## The problem
Copy all lines below containing "assign".

BEGIN Excerpted data

PR #1703, opened 2021-12-11
add a version of CenterQuad to jme3-core

stephengold:
The `CenterQuad` class in jme3-vr seems to have some general utility, for instance for UI objects that will be rotated and/or scaled. This PR cleans it up and adds it to the jme3-core. Long-term, we may want to deprecate the version in jme3-vr.

Notable changes relative to jme3-vr:
+ no static instances
+ privatized the `updateGeometry()` methods
+ added a no-arg constructor and read/write methods to allow serialization
+ solved a winding-order bug when `width` is negative
+ avoided invocation of overridable methods in constructors
+ improved javadoc


stephengold:
This PR is ready for review.

stephengold:
Oops! Withdrawn in favor of PR #1704.

PR #66, opened 2015-06-10
Marsaud issue176

marsaud:


src/xapi.js
```diff
@@ -496,6 +498,19 @@ export default class Xapi extends XapiBase {
     )
   }
 
+  async rollingSnapshotVm (vmId, tag, depth) {
+    const vm = await this._getOrWaitObject(vmId)
+    const reg = new RegExp('^rollingSnapshot-' + tag)
```
julien-f: Special characters in `tag` must be escaped to avoid interfering with the regular expression ([escape-string-regexp](https://github.com/sindresorhus/escape-string-regexp)).

src/xapi.js
```diff
@@ -496,6 +498,19 @@ export default class Xapi extends XapiBase {
...
+    const snapshots = sortBy(filter(vm.$snapshots, snapshot => reg.test(snapshot.name_label)), 'name_label')
+    const date = new Date().toISOString()
+    const ref = await this._snapshotVm(vm, `rollingSnapshot-${tag}-${date}-${vm.name_label}`)
+    while (snapshots.length > depth - 1) {
+      const oldSnap = snapshots.shift()
+      await this.deleteVm(oldSnap.UUID)
```
julien-f: This could be parallelized by putting the promises in an array and waiting for all (`await Promise.all(promises)`).

The snapshot before the while should also be parallelized.

src/xapi.js
```diff
@@ -496,6 +498,19 @@ export default class Xapi extends XapiBase {
     )
   }
 
+  async rollingSnapshotVm (vmId, tag, depth) {
+    const vm = await this._getOrWaitObject(vmId)
```
julien-f: `_getOrWaitObject()` will wait for the object to appear if it is not present in the collection yet, this could be forever if the identifier is incorrect.

I think here it is better to fail immediately if the object does not exit and therefore `getObject()` should be used instead.

src/api/vm.coffee
```diff
@@ -654,6 +654,24 @@ exports.snapshot = snapshot
 
 #---------------------------------------------------------------------
 
+rollingSnapshot = $coroutine ({vm, tag, depth}) ->
+  snapshot = yield @getXAPI(vm).rollingSnapshotVm(vm.ref, tag, depth)
+  return snapshot.$id
+
+rollingSnapshot.params = {
+  id: { type: 'string'}
+  name: {type: 'string'}
```
julien-f: `name` or `tag`?

src/api/vm.coffee
```diff
@@ -654,6 +654,24 @@ exports.snapshot = snapshot
...
+  depth: {type: 'string'}
+}
+
+rollingSnapshot.resolve = {
+  vm: ['id', 'VM', 'administrate']
+}
+rollingSnapshot.permission = 'admin'
```
julien-f: User permissions should only be used when ACLs (via `resolve`) are not applicable.

src/api/scheduler.js
```diff
@@ -0,0 +1,16 @@
+const schedules = []
+let id = 0
+
+export async function getAll () {
+  return await Promise.resolve(schedules)
```
julien-f: I do not understand the `await Promise.resolve()` pattern.

src/xapi.js
marsaud: I feel I'll just parallelize the deletes in the while. I have to wait for the vm infos before snapshoting, and I must wait for the snapshot to succeed before starting to delete older ones (for depth 1 security)

src/api/vm.coffee
marsaud: tag ^^

src/api/scheduler.js
marsaud: Neither do I :p

src/api/job.js
```diff
@@ -0,0 +1,17 @@
+export async function getAll () {
+  return await this._jobs.get()
```
julien-f: Avoid accessing directly the underlying data, create proxy methods in `xo.js` (similar to users management).

src/api/schedule.js
```diff
@@ -0,0 +1,17 @@
+export async function getAll () {
+  return await this._schedules.get()
```
julien-f: Idem, create proxy methods in Xo.

src/xapi.js
```diff
@@ -507,6 +510,24 @@ export default class Xapi extends XapiBase {
...
+    const vm = this.getObject(vmId)
+    const reg = new RegExp('^rollingSnapshot_[^_]+_' + escapeStringRegexp(tag))
+    const snapshots = sortBy(filter(vm.$snapshots, snapshot => reg.test(snapshot.name_label)), 'name_label')
+    const date = new Date().toISOString()
+
+    const ref = await this._snapshotVm(vm, `rollingSnapshot_${date}_${tag}_${vm.name_label}`)
+
+    const promises = []
+    while (snapshots.length > depth - 1) {
+      const oldSnap = snapshots.shift()
```
julien-f: It's a detail, but accessing a `snapshot.length` and `shift()`ing at each turn of the loop is inefficient, it would probably be best to simply iterate with a `for` loop from `i = length - depth - 1` to `n = length`.

src/api/job.js
```diff
@@ -0,0 +1,17 @@
...
+}
```
julien-f: All methods should have authorization metadata.

Either `permission = 'admin'` to restrict the use to an XO administrator or a fine grained check with the `resolve` entry.

marsaud: Shouldn't we simply implement a user_id check for set() & delete() ?
I guess that the real point on authorization is when jobs will be executed on XO objects under ACLs, no ?...at this point, the methods tragetted by the job will resolve it's own permissions.

marsaud: Of course, admins may have the right to set or delete everything, but if we set .permission to "admin", what about the object owner ?...

julien-f: Administrators can do everything, even if no permissions is specified.
But if neither `permission` nor `resolve` with an ACL is defined, then everybody can call the method which poses a security problem.

Unfortunately, the ACLs do not work on objects which do not originate from Xen.
A possible solution is to check for permission yourself in the function and throwing `Unauthorized` if necessary.

marsaud: Ok, so I remove `permission` and `resolve` so anyone can 'try' the method and I check `user_id` inside the function(s)

julien-f: Yep.

src/api/vm.coffee
```diff
@@ -486,6 +486,23 @@ exports.snapshot = snapshot
 
 #---------------------------------------------------------------------
 
+rollingSnapshot = $coroutine ({vm, tag, depth}) ->
+  snapshot = yield @getXAPI(vm).rollingSnapshotVm(vm.ref, tag, depth)
+  return snapshot.$id
+
```
julien-f: Please, add a small `rollingSnapshot.description` which will be expose by introspection to xo-cli.

src/api/job.js
```diff
@@ -0,0 +1,33 @@
+// FIXME so far, no acls for jobs
+
+export async function getAll () {
+  return await this.getAllJobs()
+}
+
```
julien-f: Please, add a `<fn>.description` to all API methods.

These are exposed via introspection to xo-cli.

src/models/job.js
```diff
@@ -0,0 +1,48 @@
...
+
+  get idPrefix () {
+    return 'job:'
+  }
+
+  async create (user_id, job) {
+    job.user_id = user_id
+    // Serializes.
+    job.paramsVector = JSON.stringify(job.paramsVector)
+    return this.add(new Job(job))
```
julien-f: Isn't it more explicit to say `return await this.add...`?

src/models/schedule.js
```diff
@@ -0,0 +1,33 @@
...
+export class Schedules extends Collection {
+  get Model () {
+    return Schedule
+  }
+
+  get idPrefix () {
+    return 'schedule:'
+  }
+
+  create (user_id, job, cron, autoEnable) {
```
julien-f: We should use camelCasing in new code (`userId`).

src/api/job.js
```diff
@@ -0,0 +1,103 @@
...
+						}
+					}
+				}
+			}
+		}
+	}
+}
+
+export async function set ({job}) {
+  return await this.updateJob(job)
```
julien-f: The `set()` method does not return anything (`true` in fact due to the implementation requirement), can you remove the `return` to avoid polluting the return value?

src/api/job.js
```diff
@@ -0,0 +1,103 @@
...
+						}
+					}
+				}
+			}
+		}
+	}
+}
+
+async function delete_ ({id}) {
+  return await this.removeJob(id)
```
julien-f: Idem: no `return`.

src/api/schedule.js
```diff
@@ -0,0 +1,55 @@
...
+set.description = 'Modifies an existing schedule'
+set.params = {
+	id: {type: 'string'},
+	jobId: {type: 'string', optional: true},
+	cron: {type: 'string', optional: true},
+	enabled: {type: 'boolean', optional: true}
+}
+
+async function delete_ ({id}) {
+  return await this.removeSchedule(id)
```
julien-f: No `return`.

src/index.js
```diff
@@ -435,7 +448,9 @@ export default async function main (args) {
   connect.use(bind(xo._handleProxyRequest, xo))
 
   // Must be set up before the static files.
-  setUpApi(webServer, xo)
+  const api = setUpApi(webServer, xo)
+
+  const scheduler = setUpScheduler(api, xo)
```
julien-f: Where is this variable used?

It is weird not to have a lint error.

julien-f: My bad, I saw it.

src/job-executor.js
```diff
@@ -0,0 +1,74 @@
...
+  assign(product, ...args)
+  return product
+}
+
+export default class JobExecutor {
+  constructor (xo, api) {
+    this.xo = xo
+    this.api = api
+    this._extractValueCb = {
+      'set': items => items.values
```
julien-f: Quotes are superfluous here.

src/job-executor.js
```diff
@@ -0,0 +1,74 @@
...
+      paramsFlatVector = this._computeCrossProduct(paramsVector.items, productParams, this._extractValueCb)
+    } else {
+      throw new UnsupportedVectorType(paramsVector)
+    }
+    const connection = this.xo.createUserConnection()
+    connection.set('user_id', userId)
+    forEach(paramsFlatVector, params => {
+      const params_ = {}
+      assign(params_, params)
+      this.api.call(connection, method, params_)
```
julien-f: You could inline the assign: `this.api.call(connection, method, assign({}, params)`

src/job-executor.js
marsaud: Without quotes, the linter rises a "missing getter" warning...

PR #70, opened 2015-06-18
vm.create() refactoring

julien-f:


julien-f:
There are still some tests to do but at least it is less bugged than the current version and provides some other fixes.

PR #83, opened 2015-09-11
Tags

olivierlambert:
This PR is not perfect and should be reviewed by @julien-f 

I had problems with `getXAPI` which should allow me to have the `ref` of the object directly, but it didn't work (IDK why).

Thus, that's not very nice to write:

`this.getXAPI(id).call(this.getObject(id).type+'.add_tags', this.getObject(id).ref, tag)`


src/api/tags.js
```diff
@@ -0,0 +1,31 @@
+import {InvalidParameters} from '../api-errors'
+
+// ===================================================================
+
+export async function addTag ({tag, id}) {
+
+  return await this.getXAPI(id).call(this.getObject(id).type+'.add_tags', this.getObject(id).ref, tag)
```
olivierlambert: This should be improved

src/api/tags.js
```diff
@@ -0,0 +1,31 @@
...
+addTag.permission = 'admin'
+
+addTag.params = {
+  tag: { type: 'string' },
+  id: { type: 'string' }
+}
+
+export async function removeTag ({tag, id}) {
+
+  return await this.getXAPI(id).call(this.getObject(id).type+'.remove_tags', this.getObject(id).ref, tag)
```
olivierlambert: Same stuff here

src/api/tags.js
```diff
@@ -0,0 +1,31 @@
+import {InvalidParameters} from '../api-errors'
+
+// ===================================================================
+
+export async function add ({tag, id}) {
+
+  return await this.getXAPI(id).call(this.getObject(id).type+'.add_tags', this.getObject(id).ref, tag)
```
olivierlambert: Ugly :/

src/api/tags.js
```diff
@@ -0,0 +1,31 @@
...
+add.permission = 'admin'
+
+add.params = {
+  tag: { type: 'string' },
+  id: { type: 'string' }
+}
+
+export async function remove ({tag, id}) {
+
+  return await this.getXAPI(id).call(this.getObject(id).type+'.remove_tags', this.getObject(id).ref, tag)
```
olivierlambert: Same stuff

src/api/tags.js
julien-f: Why `return`? What value are you returning?

You should implement the logic in `xapi.js` and simply use it from the API.

src/api/tags.js
```diff
@@ -0,0 +1,31 @@
...
+// ===================================================================
+
+export async function add ({tag, id}) {
+
+  return await this.getXAPI(id).call(this.getObject(id).type+'.add_tags', this.getObject(id).ref, tag)
+}
+
+add.description = 'add a new tag into an object'
+
+add.permission = 'admin'
```
julien-f: Why not using ACLs?

src/api/tags.js
olivierlambert: Void. If you want to make some changes, go ahead, I won't be able to do them (I will waste too many time to make it work otherwise). The goal of this PR review is to shape it like you wanted and merge it after :dancer:

PR #85, opened 2015-09-14
Password change API for any user. Related to xo-web issue#362

marsaud:


src/xo.js
```diff
@@ -334,6 +334,22 @@ export default class Xo extends EventEmitter {
     })
   }
 
+  async changePassword (oldPassword, newPassword) {
+    const id = this.session.get('user_id')
```
julien-f: `this.session` is not defined on Xo, it only make sense in the context of an API method, therefore this value should be fetched there and passed a parameter.

src/xo.js
```diff
@@ -334,6 +334,22 @@ export default class Xo extends EventEmitter {
...
+    const user = await this._getUser(id)
```
julien-f: `Xo#_getUser()` returns an instance of User and not a plain object, therefore its properties should be fetched using the `User#get()` method.

PR #105, opened 2015-10-26
New parser for host and vms stats.

Wescoeur:
The data are cached for other http requests.


src/api/host.coffee
```diff
@@ -283,97 +283,20 @@ installAllPatches.resolve = {
...
-    load: load
-    timestamp: Date.now()
-  }
+  # granularity:
+  # - 0: every 5 sec along last 10 minutes
+  # - 1: every minute along last 2 hours
+  # - 2: every hour along past week
+  # - 3: everyday along past year
+  # see http://xenserver.org/partners/developing-products-for-xenserver/18-sdk-development/96-xs-dev-rrds.html
+  granularity = if granularity then granularity else 0
```
julien-f: Maybe too low level/opaque, would not a string (e.g. `seconds`, `minutes`, `hours`, `days`) be better?

src/xo.js
```diff
@@ -908,6 +912,14 @@ export default class Xo extends EventEmitter {
     return xapi
   }
 
+  getXapiVmStats (hostname, granularity, sessionId, vmId) {
```
julien-f: Hide low level stuff, just pass `vmId` and `granularity` and let `Xo#getXapiVmStats()` grabs the others.

src/xo.js
```diff
@@ -908,6 +912,14 @@ export default class Xo extends EventEmitter {
...
+    return this._xapiStats.getVmPoints(hostname, granularity, sessionId, vmId)
+  }
+
+  getXapiHostStats (hostname, granularity, sessionId) {
```
julien-f: Idem.

PR #106, opened 2015-10-27
'Pending tasks' panel: upload task displays patch name

pdonias:


julien-f:
`Xapi#uploadPoolPatch()` is also used in [pool.js#L59](https://github.com/vatesfr/xo-server/blob/next-release/src/api/pool.js#L59).

PR #116, opened 2015-11-06
vm.copy() can a copy a VM on a remote or local SR.

julien-f:


src/xapi.js
```diff
@@ -568,23 +578,40 @@ export default class Xapi extends XapiBase {
...
+      await this._copyVm(
+        this.getObject(vmId),
+        nameLabel,
+        this.getObject(srId)
+      )
     )
   }
 
+  async remoteCopyVm (vmId, srXapi, srId) {
+    const sr = srXapi.getObject(sr)
```
marsaud: `const sr = srXapi.getObject(srId) ?`

julien-f: Indeed, thanks :)

PR #118, opened 2015-11-06
Disaster recovery feature

marsaud:


src/xo.js
```diff
@@ -796,6 +796,41 @@ export default class Xo extends EventEmitter {
...
+        if (vm && reg.test(vm.name_label)) {
+          vms.push(vm)
+        }
+      }
+    })
+    const olderCopies = sortBy(vms)
+
+    const sourceXapi = this.getXAPI(vm)
+    const targetXapi = this.getXAPI(sr)
+    const drCopy = await sourceXapi.remoteCopyVm(vm, targetXapi, sr)
```
julien-f: If I am not mistaken, it should be `vm.id` and `sr.id`.

src/xo.js
```diff
@@ -796,6 +796,41 @@ export default class Xo extends EventEmitter {
...
+
+    const date = safeDateFormat(new Date())
+    const copyName = `${date}_${tag}_${vm.name_label}`
+
+    await targetXapi.call('VM.set_name_label', drCopy.ref, copyName)
```
julien-f: Avoid calling directly the XAPI, implement a basic `Xapi#setVmProperties()` instead.

julien-f: Otherwise, I can implement this functionality directly in `Xapi#remoteCopyVm()`.

marsaud: Why not, but I saw a heavy use of this in vm.coffee ... I would prefer take time specifically on a clean setVmProperties with a global API code review, than doing something basic on the fly for the DR feature...but I'll follow your final word.

src/xo.js
```diff
@@ -796,6 +796,41 @@ export default class Xo extends EventEmitter {
...
+    await targetXapi.addTag(drCopy.id, 'Disaster Recovery')
```
julien-f: I now it's far too messy now, but `drCopy` does is a `xen-api` object (not a XO object`), consequently it does not have an `id` property, but it does have `$id`.

src/xo.js
julien-f: It's heavily used because it's legacy code, it should be updated when possible.

marsaud: Yeah, I know, I just suggest we keep this for a specific update effort ... unless you fear the effort would come late ...

marsaud:
To reopen targetting next-release

PR #119, opened 2015-11-09
Disaster recovery feature

marsaud:


src/api/vm.coffee
```diff
@@ -543,6 +543,29 @@ exports.rollingBackup = rollingBackup
 
 #---------------------------------------------------------------------
 
+rollingDRCopy = $coroutine ({vm, pool, tag, depth}) ->
+  if vm.$poolId is pool.id
+    throw new Error('Disaster Recovery attempts to copy on the same pool')
```
julien-f: You can throw `JsonRpcError()` if you want this message to be transmitted to the client.

src/api/vm.coffee
```diff
@@ -543,6 +543,29 @@ exports.rollingBackup = rollingBackup
...
+  return yield @rollingDRCopyVm({vm, sr: @getObject(pool.default_SR, 'SR'), tag, depth})
```
julien-f: `yield` just before `return` is unnecessary (therefore `$coroutine` is too for this method) and complexify the generated code, I suggest you remove them.

src/api/vm.coffee
```diff
@@ -543,6 +543,29 @@ exports.rollingBackup = rollingBackup
...
+rollingDRCopy.params = {
+  id: { type: 'string' }
+  pool: { type: 'string' }
+  tag: { type: 'string'}
+  depth: { type: 'number' }
+}
+
+rollingDRCopy.resolve = {
+  vm: ['id', ['VM', 'VM-snapshot'], 'administrate'],
+  pool: ['pool', ['pool'], 'administrate']
```
julien-f: The array is unnecessary here for the type as it is single.

src/xo.js
```diff
@@ -794,6 +794,42 @@ export default class Xo extends EventEmitter {
...
+    const drCopy = await this.getXAPI(vm).remoteCopyVm(vm.id, targetXapi, sr.id, copyName)
+    await targetXapi.addTag(drCopy.$id, 'Disaster Recovery')
+
+    const promises = []
+    for (let surplus = olderCopies.length - (depth - 1); surplus > 0; surplus--) {
+      const oldDRVm = olderCopies.shift()
+      promises.push(targetXapi.deleteVm(oldDRVm.id, true))
+    }
+
+    await Bluebird.all(promises)
```
julien-f: Use `Promise.all()` instead as it is more standard.

src/xo.js
```diff
@@ -794,6 +794,42 @@ export default class Xo extends EventEmitter {
...
+            vms.push(vm)
+          }
+        }
+      } catch (error) {
+        if (!(error instanceof NoSuchObject)) {
+          throw error
+        }
+      }
+    })
+    const olderCopies = sortBy(vms)
```
julien-f: The second argument is missing isn't it?

src/api/vm.coffee
```diff
@@ -543,6 +543,29 @@ exports.rollingBackup = rollingBackup
 
 #---------------------------------------------------------------------
 
+rollingDRCopy = ({vm, pool, tag, depth}) ->
```
julien-f: I think I would prefer `rollingDrCopy` instead as I find it easier to split the words. What is your opinion?

marsaud: DR has been a noticable acronym @olivierlambert used a lot to mention Disaster recovery feature. To be true I don't care, you choose :)

julien-f: It is an acronym but they should be camel cased as well to avoid ambiguity and inconsistency (yes, `XMLHttpRequest()`, I am looking at you -_- ).

marsaud: Yeah, it would be sad to be inconsistent with VM or SR :p

Ok, I turn all the DR methods to Dr

src/xo.js
```diff
@@ -794,6 +794,42 @@ export default class Xo extends EventEmitter {
     return backupFullPath
   }
 
+  async rollingDrCopyVm ({vm, sr, tag, depth}) {
+    tag = 'DR_' + tag
+    const reg = new RegExp('^[^_]+_' + escapeStringRegexp(tag))
+
+    const vms = []
+    forEach(this.getObjects(sr.VDIs), vdi => {
```
julien-f: You should use XAPI objects instead (`xapi.getObject()`) which are easier to use (e.g. `sr.$VDIs`) and are should not change in the future.

marsaud: Why is it easier to use ?... sr.$VDIs will already be an array of VDIs right ?

julien-f: Yes, XAPI objects are automatically linked together, therefore you don't need to use `getObject()` so often, for instance: `pool.$master.$resident_VMs[0].name_label`

julien-f:
Squash and rebase on `next-release` please.

src/xo.js
```diff
@@ -812,6 +812,36 @@ export default class Xo extends EventEmitter {
...
+    const reg = new RegExp('^[^_]+_' + escapeStringRegexp(`${tag}_${vm.name_label}`) + '$')
+
+    const targetXapi = this.getXAPI(sr)
+    sr = targetXapi.getObject(sr.id)
+    const sourceXapi = this.getXAPI(vm)
+    vm = sourceXapi.getObject(vm.id)
+
+    const vms = []
+    forEach(sr.$VDIs, vdi => {
+      const vm = vdi.$VBDs && vdi.$VBDs[0] && vdi.$VBDs[0].$VM
```
julien-f: Avoid accessing too many times $VMDs as it calls each time a function which create a new array.

Use an intermediary variable if necessary.

PR #125, opened 2015-11-13
Add VM snapshot quiesce support

olivierlambert:


src/xapi.js
```diff
@@ -586,8 +586,16 @@ export default class Xapi extends XapiBase {
   }
 
   async _snapshotVm (vm, nameLabel = vm.name_label) {
-    const ref = await this.call('VM.snapshot', vm.$ref, nameLabel)
-
+    let ref
+    try {
+      ref = await this.call('VM.snapshot_with_quiesce', vm.$ref, nameLabel)
+      throw new Error('No quiesce support, fallback to basic snapshot')
```
julien-f: I believe this error should not be there.

olivierlambert: What do you mean? Putting this piece of code elsewhere?

Issue #1236, opened 2019-10-07
Remove command and delete all images


kalypso63:
### Preconditions

1. liip/imagine-bundle

### Steps to reproduce

1. Delete all image via php bin/console liip:imagine:cache:remove

### Expected result

1. Delete all existing image in any filter

### Actual result

1. Path is required by default

bobvandevijver:
I found this as well: the documentation states that this is possible though (https://github.com/liip/LiipImagineBundle/blob/master/Resources/doc/commands.rst)

franmomu:
It looks like it was after https://github.com/liip/LiipImagineBundle/pull/1222, not sure if I can take a look this weekend.

PR #1239, opened 2019-10-26
Fix RemoveCacheCommand with empty path

franmomu:
| Q | A
| --- | ---
| Branch? | 2.0
| Bug fix? | yes
| New feature? | no
| BC breaks? | no
| Deprecations? | no
| Tests pass? | yes
| Fixed tickets | https://github.com/liip/LiipImagineBundle/issues/1236
| License | MIT
| Doc PR | 

In https://github.com/liip/LiipImagineBundle/pull/1222 the `path` for `RemoveCacheCommand` was made mandatory, so there is no way to remove all images and filters as before. 

As paths can be multiple I changed it back to `paths`. ~I don't like very much the solution because if you execute the command you would get:~

```
 - [OKAY] Completed 0 removals (0 images, 7 filters)
```
~which is a little bit weird, so~ any suggestion is more than welcome.

Now it says:
```
 -
 - [OKAY] Completed 7 removals (7 filters)
 -
```

### DIFF
--- a/Command/CacheCommandTrait.php
+++ b/Command/CacheCommandTrait.php
@@ -60,7 +60,7 @@ trait CacheCommandTrait
     private function resolveInputFiltersAndPaths(InputInterface $input): array
     {
         return [
-            $input->getArgument('path'),
+            $input->getArgument('paths'),
             $this->normalizeFilterList($input->getOption('filter')),
         ];
     }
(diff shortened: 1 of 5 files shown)


michellesanver:
Thanks a lot for this fix! :)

END Excerpted data

## Result
+  assign(product, ...args)
+      assign(params_, params)
julien-f: You could inline the assign: `this.api.call(connection, method, assign({}, params)`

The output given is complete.